IT Customer Service Training: Logic to Empathy #CIO #ITIL

IT Customer Service Training: Breakthrough to Collaboration


IT Customer Service Training: Image is stick figures working together.

IT Customer Service Training: Breakthrough Collaboration Image by:kenfagerdotcom


What part of a business today doesn’t run on technology? Information technology (IT) has moved from the hidden back office, to the desktop, right into the employees and customers hands via mobile apps (forgive the moving pun).


Every aspect of business — large and small — depends on technology.  Your developers, operations staff, and support analysts are impacting company success every single minute! Do yours work well with non-technical teams in other parts of the organization?


Are all your IT staff great at collaborating with non-technical teams like sales, marketing, finance, HR, distribution, and all the rest?


Many CIOs answer no and create new positions call business technology analysts to be the liaison between IT and the non-technical business departments. It is one solution. 

Yet with more layers of communication come additional challenges of miscommunication and time delays. Moreover today’s medium-size hot tech companies, don’t have layers and layers of organizational structure. Everyone must interact for the business to be successful.
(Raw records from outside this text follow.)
PR #8406, opened 2026-08-26
Require JSON support for new commands

gonzaloriestra:
### WHY are these changes introduced?

Closes shop/issues-develop#23663

New finite commands should include typed JSON output by default.

### WHAT is this pull request doing?

- Requires new finite commands to declare a JSON schema and `jsonFlag`.
- Enforces this through ESLint while preserving an exact legacy baseline.
- Allows an explicit exemption for streaming commands.

### How to test your changes?

`pnpm lint`

If you add a new command or remove it from the exemption list, it should show something like this:

```
~/src/github.com/Shopify/cli/packages/app/src/cli/commands/app/build.ts
  9:16  error  New finite commands must declare a static jsonOutputSchema. See docs/cli/json-output.md          @shopify/cli/command-json-output
  9:16  error  New finite commands must include ...jsonFlag in their static flags. See docs/cli/json-output.md  @shopify/cli/command-json-output

✖ 2 problems (2 errors, 0 warnings)
```

### Checklist

- [x] I've considered possible cross-platform impacts (Mac, Linux, Windows)
- [x] I've considered possible [documentation](https://shopify.dev) changes
- [x] I've considered analytics changes to measure impact
- [ ] The change is user-facing — I've identified the correct [bump type](https://github.com/Shopify/cli/blob/main/CONTRIBUTING.md#choosing-the-right-bump-type) and added a changeset

PR #8413, opened 2026-08-27
Add JSON schema flag to commands

gonzaloriestra:

Part of shop/issues-develop#23660.

Command help can contain long JSON output schemas, that can be crop by agents. Agents and developers need a way to request the schemas without running the command. Also, the current help command only includes the result schema, but the events/error schemas are useful as well.

- Adds `--json-schema` to every command.
- Prints the declared result schema and the shared error and event schemas, then exits before normal command work.
- Shows an error when a command has no JSON result schema.
- Explains the flag immediately before inline schemas in command help.
- Regenerates manifests, README content, and Shopify.dev command data.

### How to test your changes?

See https://github.com/Shopify/cli/pull/8415

### Checklist

- [x] I have considered possible cross-platform impacts (Mac, Linux, Windows)
- [x] I have considered possible documentation changes
- [x] I have considered analytics changes to measure impact
- [x] The change is user-facing and includes a minor changeset


gonzaloriestra:
* **#8413** <a href="https://app.graphite.com/github/pr/Shopify/cli/8413?utm_source=stack-comment-icon" target="_blank">Graphite</a> 👈 <a href="https://app.graphite.com/github/pr/Shopify/cli/8413?utm_source=stack-comment-view-in-graphite" target="_blank">(View in Graphite)</a>
* **#8405** <a href="https://app.graphite.com/github/pr/Shopify/cli/8405?utm_source=stack-comment-icon" target="_blank">Graphite</a>
* **#8403** <a href="https://app.graphite.com/github/pr/Shopify/cli/8403?utm_source=stack-comment-icon" target="_blank">Graphite</a>
* `main`


<h2></h2>

packages/cli-kit/src/public/node/base-command.ts
```diff
@@ -124,6 +132,21 @@ abstract class BaseCommand extends Command {
     }
   }
 
+  protected exitWithJsonSchemaWhenRequested(): void {
+    if (!this.argv.includes('--json-schema') && !isTruthy(process.env.SHOPIFY_FLAG_JSON_SCHEMA)) return
```
dmerand: Could we check only arguments before `--`, as we now do for `--json`? This check also matches `--json-schema` after the passthrough boundary.

packages/cli-kit/src/public/node/base-command.ts
```diff
@@ -124,6 +132,21 @@ abstract class BaseCommand extends Command {
...
+    const command = this.constructor as typeof BaseCommand
+    const outputSchema = command.jsonOutputSchema
+    if (!outputSchema) {
+      throw new AbortError('This command does not define a JSON output schema.')
+    }
+
+    outputResult(
+      [outputSchema.typescript, jsonErrorOutputSchema.typescript, commandEventOutputSchema.typescript].join('\n\n'),
+    )
+    process.exit(0)
```
dmerand, line 161: Downstack, we've flushed STDOUT prior to exiting in a similar scenario; do we need to do that here as well?

packages/cli-kit/src/public/node/base-command.ts
gonzaloriestra: Good catch, fixed!

packages/cli-kit/src/public/node/base-command.ts
gonzaloriestra: Yes, thanks. Updated.

packages/cli-kit/package.json
```diff
@@ -153,7 +153,8 @@
     "strip-ansi": "7.2.0",
     "supports-hyperlinks": "3.2.0",
     "which": "4.0.0",
-    "zod": "3.25.76"
+    "zod": "3.25.76",
+    "zod-to-json-schema": "3.25.2"
```
gonzaloriestra, line 157: Zod 4 includes a `toJSONSchema()`, so once we upgrade it, we can get rid of this dependency.

I've created an issue: https://github.com/shop/issues-develop/issues/23880

dmerand (approved):

packages/cli-kit/src/public/node/base-command.ts
```diff
@@ -81,6 +87,7 @@ abstract class BaseCommand extends Command {
   }
 
   protected async init(): Promise<unknown> {
+    await this.exitWithJsonSchemaWhenRequested()
```
fredericoo: non-blocking: this runs after oclif `init` hooks, so plugin hooks get a say before the schema is printed. Two things I hit with hydrogen:

- `shopify hydrogen build --json-schema` outside a Hydrogen project prints hydrogen's "Looks like you're trying to run a Hydrogen command outside of a Hydrogen project" warning and exits 1, never reaching this
- `--json-schema --verbose` shows the `notifications list` child process being spawned before the abort.

IIRC `--help` and `--version` are handled before hooks run. Would it make sense to treat `--json-schema` at the same layer? Happy to leave it if that's a bigger change than it's worth for now (`hydrogen build` is not on the green path anyway), but then it might be worth a line in the docs that plugin hooks run first.

packages/cli-kit/src/public/node/base-command.ts
```diff
@@ -33,7 +35,13 @@ interface EnvironmentFlags {
 }
 
 abstract class BaseCommand extends Command {
-  static baseFlags: FlagInput<{}> = {}
+  static baseFlags: FlagInput<{}> = {
+    'json-schema': Flags.boolean({
+      description: "Print the command's JSON schemas.",
```
fredericoo: nit: no production command defines a `jsonOutputSchema` in this stack yet, so this flag shows up in every command's help (all 26 hydrogen commands included) but errors on all of them for now. Fine as infra-first, but the description reads as a promise. Let's qualify it a bit?

```suggestion
      description: "Print the command's JSON schemas, when the command supports `--json`.",
```

docs/cli/json-output.md
```diff
@@ -115,5 +115,9 @@ Tests should verify:
 - errors and exit behavior; and
 - prompt behavior independently from `--json` and `--no-input`.
 
-Command help includes the generated TypeScript contract automatically through `jsonOutputSchema`. Run the manifest,
+Command help includes the result's JSON Schema automatically through `jsonOutputSchema`. `--json-schema` prints one
+JSON Schema (draft-07) accepting a result, a fatal error document, or a side event. The `Result`, `Error`, and `Event`
+definitions describe these separately; results and fatal errors go to stdout, and side events go to stderr.
```
fredericoo, line 136: non-blocking: a few gaps that surfaced testing through hydrogen (a plugin that hasn't adopted any of this yet). Worth a short "plugin authors" note in here, or at least confirming which are intended:

- Errors raised from oclif `init` hooks bypass the JSON fatal error path entirely. Hydrogen's hook does `renderWarning` + `process.exit(1)`, so `SHOPIFY_FLAG_JSON=1 shopify hydrogen build --path /nope` gives an empty stdout and exit 1, no error document.
- `render*` banners aren't converted to events in JSON mode while `output*` helpers are. `SHOPIFY_FLAG_JSON=1 shopify hydrogen check routes` prints the raw success banner to stderr, whereas `hydrogen build`'s `outputInfo` became a `diagnostic` event. Is that a deliberate split or a TODO?
- Third-party loggers land straight on stdout. `SHOPIFY_FLAG_JSON=1 shopify hydrogen build` gives 112 non-JSON lines on stdout (Vite + React Router) and 0 JSON. That's on us to silence via `jsonOutputEnabled()`, but the doc could say so explicitly since "results go to stdout" only holds if the command owns everything it writes there.

None of these are blockers for this PR, they're the work hydrogen would need to do to actually be usable with `--json`.

packages/cli/oclif.manifest.json
```diff
@@ -5632,6 +6066,13 @@
           "name": "inspector-port",
           "type": "option"
         },
+        "json-schema": {
```
fredericoo, line 6069: non-blocking: heads up for when the lint exceptions list grows to cover plugins: `hydrogen dev`, `hydrogen preview` and `hydrogen debug cpu` are dev-server wrappers, so we'd want them in the streaming section rather than offering a `--json` mode. 

those commands are being deprecated in the next Hydrogen anyway. The finite ones we'd actually want schemas for are `list`, `env list`, `link`. Nothing to change here, just flagging so it doesn't surprise anyone.

fredericoo (approved):
Tested this from the Hydrogen side against a fresh `hydrogen init` project (mock-shop, hydrogen 13.0.4 as pinned here): `--help`, `init`, `build`, `check routes`, `g route`, `dev`, `list`, `env list` all still behave. `CliKitDedupPlugin` means every `hydrogen:*` command inherits `--json-schema` and the JSON error path for free, which is nice.

No regressions for us, so from the hydrogen perspective this LGTM. A few non-blocking notes inline from poking at the JSON paths through a plugin that hasn't adopted schemas yet.

packages/cli-kit/src/public/node/base-command.ts
gonzaloriestra: Good catch! Moved schema inspection before Oclif’s run(), so it skips init and prerun hooks. Hydrogen now reaches the missing-schema error outside a project, without the project warning or notification subprocess.

docs/cli/json-output.md
gonzaloriestra: Added a plugin authors section covering those points, thanks!

packages/cli/oclif.manifest.json
gonzaloriestra: Thanks for the heads up. We had already tagged those as streaming: https://docs.google.com/spreadsheets/d/1j3jr9sLbWwpsW50yJB-5wlgNofRMOSlCalOf8HKZTeM/edit?gid=0#gid=0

The good news is that technical professionals — from developers to technical support staff — are quite capable of learning how to engage in teamwork with the rest of the organization. 
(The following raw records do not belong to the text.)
PR #8425, opened 2026-08-28
Support single-subscription events modules when reading remote configuration

rezaansyed:

Shopify Core is adding a single-subscription shape for `events` app modules: the `:events` module config will accept either the existing subscription list (`subscription: [...]`, one module with uid `"events"`) or a new single-subscription object (`subscription: {...}`, one module per subscription, uid = subscription handle). This enables shop-scoped (imperative) event subscriptions and a migration from one list module to N single-subscription modules.

The CLI's events transforms are currently hard-typed to the list shape: `transformToEventsConfig` calls `.map` on `subscription` and crashes on an object, and `config link` would need N single-subscription modules to merge back into one `[[events.subscription]]` list in the local TOML.

- `transformToEventsConfig` (remote → local): accepts a single-subscription object **or** the legacy array. Single objects are normalized to a one-element array (after stripping the server-managed `identifier`), so merging N single-subscription modules via `deepMergeObjects` implodes them into one subscription list in the TOML.
- `transformFromEventsConfig` (local → remote): resolves relative subscription URIs for both shapes, preserving the input shape.

The local TOML format is unchanged: `[[events.subscription]]` stays a list. This is read-side tolerance only.

### How to test your changes?

- `pnpm vitest run src/cli/models/extensions/specifications/transform/app_config_events.test.ts` (14 tests, 5 new covering single-object stripping, multi-module merge, mixed-shape merge, and relative-URI resolution for the object shape).

### Post-release steps

None.

### Measuring impact

- [x] n/a: covered by existing events module metrics in Core

### Checklist

### DIFF
--- a/packages/app/src/cli/models/extensions/specifications/transform/app_config_events.ts
+++ b/packages/app/src/cli/models/extensions/specifications/transform/app_config_events.ts
@@ -2,10 +2,15 @@ import {prependApplicationUrl} from '../validation/url_prepender.js'
 import {CurrentAppConfiguration} from '../../../app/app.js'
 import {getPathValue} from '@shopify/cli-kit/common/object'
 
+interface EventSubscription {
+  uri: string
+  [key: string]: unknown
+}
+
 interface EventsConfig {
   events?: {
     api_version?: string
-    subscription?: {uri: string; [key: string]: unknown}[]
+    subscription?: EventSubscription | EventSubscription[]
   }
 }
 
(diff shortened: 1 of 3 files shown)


packages/app/src/cli/models/extensions/specifications/transform/app_config_events.ts
```diff
@@ -27,35 +32,61 @@ export function transformFromEventsConfig(content: object, appConfiguration?: ob
...
+  // The server always includes identifier, and materializes the events default
+  // api_version onto every subscription. Both are derived, so they are stripped
+  // for the local TOML; an api_version that differs from the default is a real
+  // override and is kept. Single-subscription modules are normalized to a
+  // one-element array so that merging multiple modules accumulates a single
+  // subscription list.
+  const cleanedSubscriptions =
+    subscription === undefined
+      ? undefined
+      : wrapSubscriptions(subscription).map((sub) => {
```
cdarne: It looks like this would throw an error if subscription is `null`. The check to `undefined` above is not enough. Before we were checking `subscription?.map(...)` .

packages/app/src/cli/models/extensions/specifications/transform/app_config_events.ts
```diff
@@ -27,35 +32,61 @@ export function transformFromEventsConfig(content: object, appConfiguration?: ob
     appUrl = (appConfiguration as CurrentAppConfiguration)?.application_url
   }
 
+  const subscription = eventsConfig.events.subscription
+  const resolved = wrapSubscriptions(subscription).map((sub) => ({
+    ...sub,
+    uri: prependApplicationUrl(sub.uri, appUrl),
```
cdarne: Suggestion: we could guard against a `null` => `sub.uri`. I know it's not new logic, but a `null` value is plausible (an error/typo in the toml?) and it'd blow in `prependApplicationUrl` instead of giving a nice error. Something like this might work `sub.uri ? { ...sub, uri: prependApplicationUrl(sub.uri, appUrl) } : sub` (no the prettiest, I'm not a JS/TS expert)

How do I know? After working as a programmer and systems analyst, I have had the privilege for 25 years, as The People-Skills Coach™, of delivering IT customer service training to IT staff. They can learn it! They do need training to step outside of their own perspective and see another view.

IT Customer Service Training: Focus on Collaboration

As CIOs continue to work on having IT seen as an integral part of the business, they reach out to me to deliver IT customer service training. This phrase brings to mind the front line technical support teams who do internal customer facing. That’s a big part of it.
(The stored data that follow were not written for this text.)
PR #8426, opened 2026-08-28
Fan out one events module per subscription behind an organization flag or environment opt-in

rezaansyed:

Stacked on #8425.

Shopify Core is migrating `events` app modules from one list-shaped module (`subscription: [...]`, uid `"events"`) to one single-subscription module per subscription (`subscription: {...}`, uid = subscription handle). The Core contract, uid derivation, and validation already support both shapes; this PR makes the CLI deploy the new shape.

- **Loader fan-out** (`loader.ts`): when enabled, each `[[events.subscription]]` entry in the TOML becomes its own `events` module instance with `{events: {api_version, subscription: <object>}}` — the single shape Core recognizes. The fan-out runs inside `createConfigExtensionInstances` so the `events` key is still claimed (no "Unsupported section(s)" false positive). The tuple shape changed from `[instance, keys]` to `[instances[], keys]`.
- **Identity** (`extension-instance.ts`): for a single-shape events config, `buildHandle`/`buildUIDFromStrategy` return the subscription handle — shape-driven and strategy-agnostic, mirroring Core's uid derivation (uid = subscription handle). Duplicate subscription handles are rejected by the loader's existing global duplicate-handle check.
- **Gating**: fan-out is enabled by either
  - the org-scoped exp flag `f_single_subscription_events_modules_cli`, fetched in `appFromIdentifiers` via the existing `organizationExpFlags` Business Platform query and surfaced through the previously-empty `Flag` enum / `remoteFlags` pipe (`Flag.SingleSubscriptionEventsModules`), best-effort with a catch-all so a failed lookup never breaks a command; or
  - the `SHOPIFY_CLI_EVENTS_SUBSCRIPTION_FANOUT` env var as a local opt-in/escape hatch.

Core's per-app Verdict flag remains the authoritative server-side gate: a fanned-out deploy for an app that isn't allowed the single shape fails loudly at Core validation.

### How to test your changes?

- `pnpm vitest run src/cli/models/app/loader.test.ts src/cli/utilities/developer-platform-client/app-management-client.test.ts src/cli/models/extensions/extension-instance.test.ts` (new tests: fan-out shapes/handles/uids via env var, fan-out via remote flag, disabled path unchanged, duplicate-handle rejection, exp-flag enabled/disabled/failure in `appFromIdentifiers`).
- Manually: set `SHOPIFY_CLI_EVENTS_SUBSCRIPTION_FANOUT=1`, add two `[[events.subscription]]` entries with handles, run `app deploy` against an app allowlisted in Core — the version should contain two `events` modules whose uids are the subscription handles.

### Post-release steps

- Create the org-scoped exp flag `f_single_subscription_events_modules_cli` before ramping (until then the env var is the only way to enable fan-out).

### Measuring impact

- [x] n/a: measured server-side via Core's `next_gen_events.list_shape_module_validated` metric decline

### Checklist

### DIFF
--- a/.changeset/events-subscription-fanout.md
+++ b/.changeset/events-subscription-fanout.md
@@ -1,0 +1,5 @@
+---
+'@shopify/app': patch
+---
+
+Fan out one events module per subscription, gated by an organization flag or SHOPIFY_CLI_EVENTS_SUBSCRIPTION_FANOUT
--- a/packages/app/src/cli/models/app/loader.test.ts
+++ b/packages/app/src/cli/models/app/loader.test.ts
@@ -2174,6 +2174,217 @@ describe('load', () => {
     ])
   })
 
+  test('fans out one events module per subscription when the fan-out is enabled', async () => {
+    // Given
+    const appConfigurationWithEvents = `
+    name = "for-testing-events"
+    client_id = "1234567890"
+    application_url = "https://example.com/lala"
+    embedded = true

Yet the CIOs want more than that. They want all technical teams (including the developers) to work well on project teams with other business departments. They want their organizations to deliver great customer service and be agile in cross teamwork.

Here’s what the IT customer service training must include …

  • Focus on collaboration. Instead of starting with the standard “always smile” advice of standard customer service programs, start with the big picture of how the company succeeds. When I deliver IT customer service training, I help the technical teams see how they fit into the teamwork of the entire organization. We focus on contributing without thinking that IT staff are indispensable.
  • Speaking in business terms not technical jargon. All professionals — technical and non-technical — have jargon that is specific to their profession. It is always a challenge to communicate clearly to others without jargon. IT customer service training gives technical professionals the chance to practice doing this well.
  • Explore the logic to empathy. Technical professionals have the reputation of being un-empathetic. Yet they aren’t unfeeling. They simply don’t put primary importance on showing empathy. Training can help them see the logic to showing empathy and the value to teamwork and to the organization.
  • Practice seeing non-technical views. Some technical professionals believe logic is logic. When they participate in projects with this belief, they often come across as dominating instead of collaborating. IT customer service training helps them to listen and see diverse approaches to the same challenge. Here are some tips to get you started: Teamwork People Skills – Initiating Without Dominating.
  • Business culture before techie culture. Technical professionals often develop a culture based on their work style preference and comfort. It’s a normal human tendency. In times gone by when they worked in isolation from the business, it seemed like less of a problem. Now that technology is in the mainstream of business, technical professionals must live the business culture. IT customer service training helps these technical teams bridge the gap between the two cultures. It’s about two-way respect — giving and receiving. They are capable of that. Everyone is capable of that — if they have the desire to learn and do it.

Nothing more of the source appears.